UNITED STATES
SECURITIES AND EXCHANGE COMMISSION
Washington, D.C. 20549
FORM 8-K
CURRENT REPORT
Pursuant to Section 13 or 15(d)
of the Securities Exchange Act of 1934
April 2, 2014 (March 27, 2014)
Date of Report (Date of earliest event reported)
Caesars Entertainment Corporation
(Exact name of registrant as specified in its charter)
Delaware | 001-10410 | 62-1411755 | ||
(State of Incorporation) |
(Commission File Number) |
(IRS Employer Identification Number) |
One Caesars Palace Drive
Las Vegas, Nevada 89109
(Address of principal executive offices) (Zip Code)
(702) 407-6000
(Registrants telephone number, including area code)
N/A
(Former Name or Former Address, if Changed Since Last Report)

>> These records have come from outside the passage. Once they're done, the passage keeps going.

PR #49, opened 2020-11-20
Remove specifying of format when fetching nanopubs

### LINKED ISSUE #28: Decide what ```Format``` should be - only trig at present
This:

```python
@unique
class Formats(Enum):
    """
    Enums to specify the format of nanopub desired
    """
    TRIG = 'trig'
```

and this:

```python
def fetch(uri, format: str = 'trig'):
```

are starting to look a bit embarassing, and have been hanging around in the code base for ages.

* Check which rdf formats can be returned by general nanopub servers
* Do some servers only serve a subset of these? Does ```fetch()``` need to check if a given format is available first?
* Add more RDF formats to ```Format``` enums, or find a better solution

Alternatively, don't bother with format selection - it gets parsed into an rdflib graph immediately anyway, so the format that is fetched doesn't really matter. But in such a case this code should be cleaned up.

Methods for providing the nanopub rdf serialized into a number of optional formats (trig, ttl, nt etc) would be useful, regardless.

svenvanderburg:
Fixes #28


raar1 (approved):
Simple change, but makes the code base a lot cleaner.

Check the appropriate box below if the Form 8-K filing is intended to simultaneously satisfy the filing obligation of the registrant under any of the following provisions:
¨ | Written communications pursuant to Rule 425 under the Securities Act (17 CFR 230.425) |
¨ | Soliciting material pursuant to Rule 14a-12 under the Exchange Act (17 CFR 240.14a-12) |
¨ | Pre-commencement communications pursuant to Rule 14d-2(b) under the Exchange Act (17 CFR 240.14d-2(b)) |
¨ | Pre-commencement communications pursuant to Rule 13e-4(c) under the Exchange Act (17 CFR 240.13e-4(c)) |
Item 1.01 Entry into a Material Definitive Agreement
On March 27, 2014, Caesars Entertainment Corporation (Caesars) entered into an Underwriting Agreement (the Underwriting Agreement) between Caesars and Citigroup Global Markets Inc. (the Underwriter), for the sale of 7 million shares of its common stock, par value $0.01 per share. The Underwriter has agreed to purchase the common stock from Caesars at a price of $19.40 per share, which resulted in $135.8 million of proceeds to Caesars before expenses. The Underwriter may offer the shares of common stock from time to time for sale in one or more transactions on the Nasdaq Global Select Market, in the over-the-counter market, through negotiated transactions or otherwise at market prices prevailing at the time of sale, at prices related to prevailing market prices or at negotiated prices. The common shares were offered pursuant to an effective shelf registration statement on Form S-3 (File No. 333-180115) (the Registration Statement). The offering closed on April 2, 2014. Pursuant to the terms of the Underwriting Agreement, Caesars has agreed to indemnify the Underwriter against certain liabilities, including liabilities under the Securities Act of 1933, as amended, or to contribute to payments the Underwriter may be required to make because of any of those liabilities.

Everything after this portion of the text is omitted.